3.6. Texture Profile Analysis
Table 11 shows the textural characteristics of the TC- and SST-ripened cheeses during the ripening–preservation period. The ripening–preservation containers did not significantly (
p > 0.05) affect the textural characteristics of the cheeses, as their values had been similar over time.
The hardness of both groups of cheeses increased with time and specifically in the period of 60–180 days. This increase was enhanced by the progressive increase in the salt and ash content of the respective cheeses during the 60th–180th days [
16], and the decrease in the fat content during the 90th–180th days [
32]. Both cheese groups showed the lowest (6.04 ± 1.90 N for TC and 7.14 ± 2.47 N for SST) and the highest (9.66 ± 1.10 N for TC and 8.45 ± 2.29 N for SST) values on the 60th and 180th days, respectively. Due to the increase in hardness, the gumminess and chewiness of both cheeses also increased during their ripening–preservation. The cheeses (TC and SST) showed the highest value in gumminess and chewiness on day 180 (3.44 ± 0.37 N and 3.67 ± 0.26 J for TC, and 2.99 ± 0.86 N and 5.89 ± 2.48 J for SST, respectively). The value of the adhesiveness (in both groups of cheeses) increased (in absolute value). Finally, the cohesiveness of the cheeses increased in both groups, showing their maximum value on the 180th day (0.36 ± 0.02 for TC and 0.35 ± 0.01 for SST). As an exception, at day 90, the cohesiveness of the TC cheese decreased. Overall, the values of the textural characteristics of both TC- and SST-ripened cheeses reported here are similar to those reported by Kaminarides et al. [
33], with the exception of the adhesiveness and gumminess parameters.

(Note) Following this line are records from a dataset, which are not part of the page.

Issue #3158, opened 2022-01-14
[BUG:11.5] Fulfill: Breaking: #92502 - Make Extbase handle PSR-7 responses only.


dkd-kaehm:
**Describe the bug**
All controllers must be refactored to fulfill the TYPO3 11 BC. See https://docs.typo3.org/c/typo3/cms-core/main/en-us/Changelog/11.0/Breaking-92502-MakeExtbaseHandlePSR7ResponsesOnly.html  

Todo:
- [x] #3138

- [x] Fix skipped `\ApacheSolrForTypo3\Solr\Tests\Integration\Controller\SearchControllerTest::frontendWillRenderErrorMessageForSolrNotAvailableAction()`
- [x] Fix skipped `\ApacheSolrForTypo3\Solr\Tests\Integration\Controller\SearchControllerTest::frontendWillForwardToErrorActionWhenSolrEndpointIsNotAvailable()`

Relates: #3138

dkd-kaehm:
Done in https://github.com/TYPO3-Solr/ext-solr/commit/d40bcd67afc6949cb3017ae4638f991871cfb14b

PR #3159, opened 2022-01-14
[BUGFIX] #3158: "search unavailable" is no longer displayed

dmitryd:
# What this pr does

This PR fixes "search unavailable" missing on Frontend.

Note: one method is removed because it is overriden and it cannot return
values according to method signature. Therefore simply return the response
directly.

Related to: #3158


dkd-kaehm:
Done in https://github.com/TYPO3-Solr/ext-solr/commit/d40bcd67afc6949cb3017ae4638f991871cfb14b

PR #4925, opened 2026-07-28
feat(api): allow owners and admins to create an API key for another member

airflow-ommax:
## Problem

`user.createApiKey` can only ever mint a key for the calling session's user: the service function already forwards a `userId` to better-auth, but the tRPC route hardcodes `ctx.user.id`.

That leaves automation with no way to bootstrap a per-user key. Anything that provisions users (SSO/SCIM-style onboarding, an internal developer platform handing each engineer their own credential) has to fall back to sharing a single admin key across everyone, which loses per-user attribution and per-user revocation, the two properties API keys exist for.

## Change

`createApiKey` accepts an optional `userId`.

Minting for someone else is gated:

- the caller must be an organization **owner** or **admin**
- `metadata.organizationId` is required in that case
- the target user must be a member of that organization

Omitting `userId` keeps the existing behaviour byte for byte, so this is backwards compatible and the UI is unchanged. The audit entry records when a key was created on behalf of another user.

## Security

A key minted this way carries the **target** user's permissions, not the caller's, so the authorization decision is deliberately kept in one pure place (`canCreateApiKeyForAnotherUser` in `lib/api-keys.ts`, next to the existing api-key name validation) rather than inlined. It refuses an absent or empty role instead of defaulting to allowed, and it is case-sensitive.

## Tests

Unit tests for the guard added alongside the existing `apiKeyNameSchema` tests in `__test__/api/api-key-name.test.ts` (owner/admin allowed, member refused, absent/empty role refused).

Note: I could not run the full suite locally without a complete monorepo install, so CI is the check for the rest.

## Backwards compatibility

No migration, no schema change, no UI change. Existing callers that omit `userId` are unaffected.

### DIFF
--- a/apps/dokploy/__test__/api/api-key-name.test.ts
+++ b/apps/dokploy/__test__/api/api-key-name.test.ts
@@ -1,5 +1,9 @@
 import { describe, expect, it } from "vitest";
-import { API_KEY_NAME_MAX_LENGTH, apiKeyNameSchema } from "@/lib/api-keys";
+import {
+	API_KEY_NAME_MAX_LENGTH,
+	apiKeyNameSchema,
+	canCreateApiKeyForAnotherUser,
+} from "@/lib/api-keys";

3.7. Microbiological Evolution during Cheese Ripening–Preservation
The microbiological results, total viable count (TVC), and molds/yeasts concerning the cheeses of the two groups and the respective brines during their ripening–preservation are presented in
Table 12 and
Table 13.
The TVCs in both cheeses and brines decreased over the ripening–preservation period. The mesophilic flora had quite similar values in both the cheeses and brines of the two groups. No statistically significant differences (p > 0.05) were found between the cheeses of the two groups and the respective brines, except for the 90th day, when the brine at TC showed a significantly (p = 0.041) higher TVC than that of the SST brine.
Molds/yeasts counts were low in both TC- and SST-ripened cheeses and brines. Different ripening–preservation containers did not statistically significantly (
p > 0.05) affect the population of molds/yeasts, neither in the cheeses nor in the brines. The results regarding the TVC and the molds/yeasts, observed in both TC and SST cheeses during their ripening–preservation, agree with those reported in other studies [
22,
34].
3.8. Sensory Evaluation
The results of the sensory evaluation of the cheeses are presented in the
Table 14. Specifically, the TC- and SST-ripened cheeses did not show significant differences (
p > 0.05) between them regarding their appearance/color, structure/texture, and flavor/odor, with their scores being similar throughout their ripening–preservation. On days 60 and 90, the cheeses (of both groups) had the characteristics of mature cheeses, with a semi-hard texture and a pleasant acidic taste. Both cheese groups obtained the highest total score on day 90 (91.45% ± 1.97 for TC and 90.95% ± 4.60 for SST, with coefficients of 4 and 5, respectively). The high score of the structure parameter, on day 90, was expected due to the fact that the gradual accumulation of total solids and large water-soluble peptides showed their maximum value for both groups of cheeses on day 90 as well. However, the cheeses of both groups received lower scores on day 180, which was expected since proteolysis and lipolysis are more intense during that time. The cheeses were characterized by a pleasant, acidic taste.